Engels in Neue Rheinische Zeitung August 1848
Cologne, August 26. The Berliner Zeitungs-Halle  carries the following paragraph:
"We recently had occasion to mention that the time has come when the spirit which for so long has held together the old political entities is gradually vanishing. As regards Austria hardly anyone will call this in question, but in Prussia, too, the signs of the times confirming our observation are becoming daily more manifest, and we cannot turn a blind eye to them. There is at present only one interest capable of tying the various provinces to the Prussian state, namely, that of developing liberal political institutions and jointly establishing and promoting a new and free mode of social relations. Silesia, which is making vigorous advances on the road to political and social progress, will hardly be happy in Prussia unless Prussia as a state is entirely adequate to these aspirations. As regards the Province of Saxony we know only too well that ever since its incorporation into the Prussian state it has resented it at heart. And as to the Rhineland, surely everybody will still remember the threats made by the Rhenish deputies prior to March 18, which helped to precipitate the turn of events. There is a growing spirit of alienation in this province. New evidence of this is provided in a now rather widely distributed leaflet which contains no mention of the publisher or place of publication."
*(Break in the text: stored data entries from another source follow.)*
PR #664, opened 2022-04-04
Constructed Mandos tests using Proxies (prototype)

andrei-marinica:


elrond-wasm-debug/src/mandos_step/quick_call.rs
```diff
@@ -0,0 +1,72 @@
...
+            args: contract_call.arg_buffer.to_raw_args_vec(),
+            gas_limit: u64::MAX,
+            gas_price: 0u64,
+            tx_hash: H256::zero(),
+        };
+
+        let tx_result = self.with_borrowed_rc(|rc| sc_query(tx_input, rc.clone()));
+        assert!(tx_result.result_status == 0, "quick query failed"); // TODO: print more
+        assert!(
+            tx_result.result_status != 0 || tx_result.result_calls.is_empty(),
```
dorin-iancu, line 37: This condition seems a bit weird. Shouldn't we only assert result calls? Since we should assert status == 0 for success.
```suggestion
            tx_result.result_calls.is_empty(),
```

dorin-iancu (approved):

PR #673, opened 2022-04-09
ESDT transfer with fee contract

alyn509:


contracts/examples/esdt-transfer-with-fee/src/esdt_transfer_with_fee.rs
```diff
@@ -0,0 +1,109 @@
...
+
+        let caller = self.blockchain().get_caller();
+        self.send().direct_multi(&caller, &fees, &[]);
+    }
+
+    #[payable("*")]
+    #[endpoint]
+    fn transfer(&self, address: ManagedAddress) {
+        require!(!self.general_fee().is_empty(), "Fees are not set yet");
+        let payments = self.call_value().all_esdt_transfers();
```
andrei-marinica, line 40: What happens when someone is sending EGLD? Should the fees apply or should it be rejected?

andrei-marinica (changes requested):

contracts/examples/esdt-transfer-with-fee/src/esdt_transfer_with_fee.rs
alyn509: tokens that have no fee will be simply transfered withour expecting a fee

contracts/examples/esdt-transfer-with-fee/src/fee.rs
```diff
@@ -0,0 +1,13 @@
+elrond_wasm::imports!();
+elrond_wasm::derive_imports!();
+
+pub(crate) const PERCENTAGE_DIVISOR: u32 = 10000; // dividing the percentage fee by this number will result in a 4 decimal percentage
```
dorin-iancu, line 4:
```suggestion
pub(crate) const PERCENTAGE_DIVISOR: u32 = 10_000; // dividing the percentage fee by this number will result in a 4 decimal percentage
```

contracts/examples/esdt-transfer-with-fee/src/esdt_transfer_with_fee.rs
```diff
@@ -0,0 +1,105 @@
...
+
+elrond_wasm::imports!();
+#[elrond_wasm::contract]
+pub trait EsdtTransferWithFee {
+    #[init]
+    fn init(&self) {}
+
+    #[only_owner]
+    #[endpoint(setFeeForToken)]
+    fn set_fee_for_token(&self, fee: Fee<Self::Api>, token: TokenIdentifier) {
```
dorin-iancu, line 14: I think this should be split into two endpoints, one for percentage, one for fixed. It's pretty difficult to encode the arguments otherwise.

contracts/examples/esdt-transfer-with-fee/src/esdt_transfer_with_fee.rs
```diff
@@ -0,0 +1,105 @@
...
+        self.token_fee(&token).set(fee);
+    }
+
+    #[only_owner]
+    #[endpoint(claimFees)]
+    fn claim_fees(&self) {
```
dorin-iancu, line 20: Should check if `self.paid_fees()` is empty or `fees` vec is empty.

contracts/examples/esdt-transfer-with-fee/src/esdt_transfer_with_fee.rs
```diff
@@ -0,0 +1,105 @@
...
+            fees.push(EsdtTokenPayment::new(token, nonce, amount))
+        }
+        self.paid_fees().clear();
+
+        let caller = self.blockchain().get_caller();
+        self.send().direct_multi(&caller, &fees, &[]);
+    }
+
+    #[payable("*")]
+    #[endpoint(transfer)]
```
dorin-iancu, line 32: Unneeded name in annotation. `#[endpoint]` is enough when the name is identical

contracts/examples/esdt-transfer-with-fee/src/esdt_transfer_with_fee.rs
dorin-iancu: This will not work for EGLD, as it's not transferable through the multi-transfer API.

contracts/examples/esdt-transfer-with-fee/src/esdt_transfer_with_fee.rs
```diff
@@ -0,0 +1,105 @@
...
+                        payment.amount >= fee.amount,
+                        "Insufficient payments for covering fees"
+                    );
+
+                    self.paid_fees()
+                        .entry((payment.token_identifier.clone(), payment.token_nonce))
+                        .or_insert(0u64.into())
+                        .update(|value| *value += fee.amount.clone());
+
+                    payment.amount -= fee.amount.clone();
```
dorin-iancu, line 58:
```suggestion
                    payment.amount -= &fee.amount;
```

contracts/examples/esdt-transfer-with-fee/src/esdt_transfer_with_fee.rs
```diff
@@ -0,0 +1,105 @@
...
+                if payment.token_identifier == fee.token_identifier {
+                    require!(
+                        payment.amount >= fee.amount,
+                        "Insufficient payments for covering fees"
+                    );
+
+                    self.paid_fees()
+                        .entry((payment.token_identifier.clone(), payment.token_nonce))
+                        .or_insert(0u64.into())
+                        .update(|value| *value += fee.amount.clone());
```
dorin-iancu, line 56:
```suggestion
                        .update(|value| *value += &fee.amount);
```

contracts/examples/esdt-transfer-with-fee/src/esdt_transfer_with_fee.rs
```diff
@@ -0,0 +1,105 @@
...
+                    payment.amount -= fee.amount.clone();
+                    perceived_tax = true;
+                    break;
+                }
+            }
+
+            require!(perceived_tax, "Fee payment missing");
+        }
+
+        self.send().direct_multi(&address, &payments, &[]);
```
dorin-iancu, line 67: This will fail if `payment.amount == fee.amount` in the previous `for`, as you'd have amounts of `0`. I think you should do a post-processing here on the Vec and create a new one with only the non-zero values. And only send if the new vec is not empty.

contracts/examples/esdt-transfer-with-fee/src/esdt_transfer_with_fee.rs
```diff
@@ -0,0 +1,105 @@
...
+            Fee::ExactValue(requested) => calculated_fee = requested,
+
+            Fee::Percentage(percentage) => {
+                let calculated_fee_amount =
+                    provided.amount.clone() * percentage / PERCENTAGE_DIVISOR;
+                provided.amount = calculated_fee_amount;
+                calculated_fee = provided;
+            },
+        }
+        calculated_fee
```
dorin-iancu, line 95:
```suggestion
        match fee {
            Fee::ExactValue(requested) => requested,
            Fee::Percentage(percentage) => {
                let calculated_fee_amount =
                    &provided.amount * &percentage / PERCENTAGE_DIVISOR;
                provided.amount = calculated_fee_amount;
                
                provided
            },
        }
```

contracts/examples/esdt-transfer-with-fee/src/esdt_transfer_with_fee.rs
```diff
@@ -0,0 +1,105 @@
...
+        self.send().direct_multi(&address, &payments, &[]);
+    }
+
+    fn get_fee(&self, mut payment: EsdtTokenPayment<Self::Api>) -> EsdtTokenPayment<Self::Api> {
+        if self.token_fee(&payment.token_identifier).is_empty() {
+            payment.amount = 0u64.into();
+            payment
+        } else {
+            self.calculate_fee(self.token_fee(&payment.token_identifier).get(), payment)
+        }
```
dorin-iancu, line 76: This builds the mapper twice. It can be rewritten as:
```suggestion
        let fee_mapper = self.token_fee(&payment.token_identifier);
        if fee_mapper.is_empty() {
            payment.amount = 0u64.into();
            payment
        } else {
            self.calculate_fee(fee_mapper.get(), payment)
        }
```

dorin-iancu (changes requested):

contracts/examples/esdt-transfer-with-fee/src/esdt_transfer_with_fee.rs
alyn509: ^ no implementation for `&elrond_wasm::types::BigUint<<Self as ContractBase>::Api> * &u32`

contracts/examples/esdt-transfer-with-fee/src/esdt_transfer_with_fee.rs
alyn509: ^ no implementation for `&elrond_wasm::types::BigUint<<Self as ContractBase>::Api> * &u32`

alyn509: :dogwithtears

contracts/examples/esdt-transfer-with-fee/src/esdt_transfer_with_fee.rs
```diff
@@ -0,0 +1,133 @@
...
+        new_payment
+    }
+
+    fn get_fee_type(&self, payment: &EsdtTokenPayment<Self::Api>) -> Fee<Self::Api> {
+        let fee_mapper = self.token_fee(&payment.token_identifier);
+        if fee_mapper.is_empty() {
+            Fee::Unset
+        } else {
+            fee_mapper.get()
+        }
```
dorin-iancu, line 104: Since empty storage will yield "Unset", you can safely `.get` without checking for empty. So this whole function can be removed and you can use `self.token_fee(&payment.token_identifier).get()` directly.

contracts/examples/esdt-transfer-with-fee/src/esdt_transfer_with_fee.rs
```diff
@@ -0,0 +1,133 @@
...
+            }
+        }
+        self.send().direct_multi(&address, &new_payments, &[]);
+    }
+
+    fn get_payment_after_fees(
+        &self,
+        fee: Fee<Self::Api>,
+        payment: &EsdtTokenPayment<Self::Api>,
+    ) -> EsdtTokenPayment<Self::Api> {
```
dorin-iancu, line 82: It doesn't seem like you use the result anywhere, so you could probably just remove the returned payment.

contracts/examples/esdt-transfer-with-fee/src/esdt_transfer_with_fee.rs
```diff
@@ -0,0 +1,133 @@
...
+                },
+                Fee::Unset => {
+                    new_payments.push(payment);
+                },
+            }
+        }
+        self.send().direct_multi(&address, &new_payments, &[]);
+    }
+
+    fn get_payment_after_fees(
```
dorin-iancu, line 78: If you follow the next comment, I suggest renaming to something else, as you're not really "getting" anything anymore.

contracts/examples/esdt-transfer-with-fee/src/esdt_transfer_with_fee.rs
```diff
@@ -0,0 +1,133 @@
...
+                        next_payment.amount == fee.amount,
+                        "Insufficient payments for covering fees"
+                    );
+
+                    self.get_payment_after_fees(fee_type, &next_payment);
+                    new_payments.push(payment);
+                },
+                Fee::Percentage(_) => {
+                    self.get_payment_after_fees(fee_type, &payment);
+                    new_payments.push(payment);
```
dorin-iancu, line 68: Hm, it seems like you don't cut anything from the original payment here.

dorin-iancu: So you should probably either use the payment returned from `get_payment_after_fees`, or give a mutable reference to the function so it modifies that directly.

dorin-iancu (approved):

contracts/examples/esdt-transfer-with-fee/src/esdt_transfer_with_fee.rs
```diff
@@ -0,0 +1,122 @@
...
+
+elrond_wasm::imports!();
+#[elrond_wasm::contract]
+pub trait EsdtTransferWithFee {
+    #[init]
+    fn init(&self) {}
+
+    #[only_owner]
+    #[endpoint(setExactValueFee)]
+    fn set_exact_value_fee(&self, fee: EsdtTokenPayment<Self::Api>, token: TokenIdentifier) {
```
andrei-marinica, line 14: Better split the fee argument into token/value (they're all fungible, right? so no nonce), to make it easier to call the endpoint

contracts/examples/esdt-transfer-with-fee/src/esdt_transfer_with_fee.rs
andrei-marinica: EGLD condition still missing. Try something like
`require!(self.call_value().egld_value() == 0, "EGLD transfers not allowed);`

Better framework syntax coming soon, but until then ....

andrei-marinica (changes requested):

andrei-marinica (approved):

contracts/examples/esdt-transfer-with-fee/src/esdt_transfer_with_fee.rs
sasurobert: +1

contracts/examples/esdt-transfer-with-fee/src/esdt_transfer_with_fee.rs
sasurobert: +1

PR #677, opened 2022-04-11
Multisig tests

claudiu725:
- Add tests for the multisig smart contract which use the rust testing framework v2
- Add several `CodecFrom` implementations
- Introduce `CodecSelf` for allowing other types to override the default `CodecFrom` implementation
- Add `CodecFrom` implementations for `OptionalValue` to allow:
  - to use an `OptionalValue` whose inner type is compatible with the original type (implements `CodecFrom`)
  - to use a `value` directly instead of an `OptionalValue::Some(value)`
- Add `ManagedArgBuffer::into_multi_value_encoded` to allow using the proxy-generated argument buffer as a multi-value in order to forward the arguments to multisig


dorin-iancu (dismissed):

contracts/examples/multisig/tests/multisig_rust_test_v2.rs
```diff
@@ -0,0 +1,319 @@
...
+
+#[test]
+fn multisig_adder_test() {
+    let _ = DebugApi::dummy();
+
+    let world = &mut world();
+    let ic = &world.interpreter_context();
+
+    let users = setup_users(world, ic);
+    let source_adder = &mut adder_deploy(world, ic);
```
andrei-marinica, line 71: `ic` is part of `world`, so I don't think we need it as a separate argument

contracts/examples/multisig/tests/multisig_rust_test_v2.rs
```diff
@@ -0,0 +1,319 @@
...
+        world,
+        ic,
+    );
+    let expected_adder_address = AddressKey::interpret_from("sc:adder-multisig", ic);
+    assert_eq!(
+        adder.mandos_address_expr.value,
+        expected_adder_address.value
+    );
+
+    let first_value: BigUint = 42u64.into();
```
andrei-marinica, line 89: Couldn't we actually only work with u64 or even u32 up to the contract proxy? There will unlikely be any big numbers in the test.

contracts/examples/multisig/tests/multisig_rust_test_v2.rs
```diff
@@ -0,0 +1,319 @@
...
+) -> Option<Address> {
+    multisig_sign_multiple(action_id, signers, multisig, world);
+    multisig_perform(action_id, caller, multisig, world)
+}
+
+fn multisig_deploy_adder(
+    multisig: &mut MultisigContract,
+    source_adder: &mut AdderContract,
+    caller: &Address,
+    signers: &[&Address],
```
andrei-marinica, line 227: Would probably be nice to group these arguments in a context object.

elrond-codec/src/equivalent/codec_from.rs
```diff
@@ -7,7 +7,9 @@ where
 {
 }
 
-impl<T> CodecFrom<T> for T where T: TopEncodeMulti + TopDecodeMulti {}
+pub auto trait CodecSelf {}
```
andrei-marinica, line 10: Would rename to `CodecFromSelf`.

andrei-marinica (changes requested):

andrei-marinica (approved):

andrei-marinica (approved):

PR #687, opened 2022-04-14
Formatter: Add Codec and Bytes suport

CostinCarabas:
Allows to print("{:c}", var) and print("{":b}", var)


CostinCarabas:
@andrei-marinica , As discussed in the last commit, I:
* Added tests for ascii, binary, hex and codecs.
* Refactored *_bytes -> *_binary
* Removed overflow issue for binary format

CostinCarabas:
now with a Verified commit :sunglasses: 
image

andrei-marinica (approved):

PR #692, opened 2022-04-21
cleanup return data

dorin-iancu:
- cleanup return data VM function integration
- execute on dest context now automatically cleans up propagated results from the final output
- fixed tests


contracts/feature-tests/composability/forwarder/src/call_sync.rs
```diff
@@ -7,74 +7,6 @@ pub trait ForwarderSyncCallModule {
     #[proxy]
     fn vault_proxy(&self) -> vault::Proxy<Self::Api>;
 
-    #[endpoint]
-    #[payable("*")]
-    fn echo_arguments_sync(
```
andrei-marinica, line 12: Please don't delete this, it is still a valid test.

contracts/feature-tests/composability/mandos/forw_raw_sync_echo.scen.json
```diff
@@ -1,121 +0,0 @@
...
-                "sc:forwarder": {
-                    "nonce": "0",
-                    "balance": "0",
-                    "code": "file:../forwarder-raw/output/forwarder-raw.wasm"
-                }
-            }
-        },
-        {
-            "step": "scCall",
-            "txId": "call_execute_on_dest_context",
```
andrei-marinica, line 25: Please don't delete this file, it is still a valid test.

andrei-marinica (changes requested):

contracts/feature-tests/composability/forwarder/src/call_sync.rs
dorin-iancu: restored

contracts/feature-tests/composability/mandos/forw_raw_sync_echo.scen.json
dorin-iancu: restored

elrond-wasm-debug/src/api/send_api_mock.rs
```diff
@@ -577,6 +549,22 @@ impl SendApiImpl for DebugApi {
             arg_buffer.to_raw_args_vec(),
         );
 
+        self.clean_return_data();
+
         ManagedVec::from(result)
     }
+
+    fn clean_return_data(&self) {
```
andrei-marinica, line 557: (optional) `clear_return_data` I think would be a better name

elrond-wasm-node/src/api/send_api_node_impl_managed.rs
```diff
@@ -398,49 +406,9 @@ impl SendApiImpl for VmApiImpl {
                 result_handle,
             );
 
-            ManagedVec::from_raw_handle(result_handle)
-        }
-    }
+            self.clean_return_data();
```
andrei-marinica, line 409: I would like us to keep the API traits as close to the actual VM as possible.
That is why I would prefer to have this called higher-level, in the ContractCall, ContractDeploy and SendWrapper.
Probably the best way to implement would be to have an `execute_on_dest_context_raw` method in the SendWrapper and have ContractCall, ContractDeploy call it (this is some technical debt we need to sort out - the send api is doing too much).

On a related note: forwarder-raw is calling the API directly. This is also a problem, we should discourage this, it should also go though `self.send().execute_on_dest_context_raw(...)`.

Another technical debt: `call_local_esdt_built_in_function` does not belong in the API.

andrei-marinica (approved):

andrei-marinica (approved):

The leaflet referred to by the Zeitungs-Halle is presumably known to all our readers.
What must please us is the view -- which is at last advanced by at least one Berliner -- that Berlin does not play the role of Paris as far as either Germany or the Rhineland in particular is concerned. Berlin is beginning to realize that it cannot govern us, cannot acquire the authority befitting a capital city. Berlin has amply proved its incompetence during the indecisive March revolution, during the storming of the armory and during the recent disturbances.  To the irresolution displayed by the people of Berlin is added a complete lack of talent in all parties. Since February the whole movement has not produced a single man capable of leading his party. The spirit in this "capital of the spirit" is indeed very willing but just as weak as the flesh. The Berliners even had to import their Hansemann, their Camphausen and their Milde from the Rhine or Silesia. Far from being a German Paris, Berlin is not even a Prussian Vienna. It is not a metropolis, it is a "seat of the court".
It is, however, noteworthy, that even in Berlin people are coming to the conclusion, long widespread in the Rhineland, that German unity can come about only as a result of the disintegration of the German so-called great powers. We have never concealed our views on this point. We are not enraptured with either the past or present glory of Germany, with either the wars of - independence or the "glorious victories of German arms" in Lombardy and Schleswig. But if Germany is ever to achieve anything she must unite, she must become one state in deed as well as in word. And to bring this about it is necessary above all that there should be "neither an Austria nor a Prussia".  Incidentally, "the spirit" which "for so long held together" us and the old Prussian provinces was a palpable, crude spirit; it was the spirit of 15,000 bayonets and a number of cannon. It was not for nothing that military units of Silesian Poles and Kasubians were stationed here on the Rhine, and that our young men had to serve in guards regiments in Berlin. This was done not in order to reconcile us with the other provinces, but to stir up hatred between the provinces and to exploit the national enmity between the Germans and Slavs, and the regional hatred of every petty German province against all the neighboring provinces, in the interests of patriarchal feudal despotism. Divide et impera!
It is indeed time to put an end to the fictitious role assigned to the Berliners by "the provinces", i.e., by the junkerdom of the Uckermark and Further Pomerania, in their panic-stricken declarations, a role which the Berliners promptly accepted. Berlin is not and will never become the seat of the revolution, the capital of democracy. Only the imagination of the knights of Brandenburg, terrified at the prospect of bankruptcy, the debtor's prison and the lamppost, could ascribe to Berlin such a role, and only the coquettish vanity of the Berliners could believe that it represented the provinces. We acknowledge the March revolution, but only for what it really was. Its greatest shortcoming is that it has not revolutionized the Berliners.
The Zeitungs-Halle believes that the disintegrating Prussian state can be cemented by means of liberal institutions. On the contrary. The more liberal the institutions are, the freer will it be for the heterogeneous elements to separate, and the clearer will become the necessity of dissociation and the incompetence of the politicians of all parties in Berlin.
We repeat, the Rhineland by no means objects to remaining together with the old Prussian provinces within Germany, but trying to compel it to remain for ever within Prussia, whether it be an absolutist, a constitutional or a democratic Prussia, is tantamount to making Germany's unity impossible, tantamount even to losing for Germany -- we express the general attitude of the people -- a large and beautiful territory by attempting to keep it for Prussia.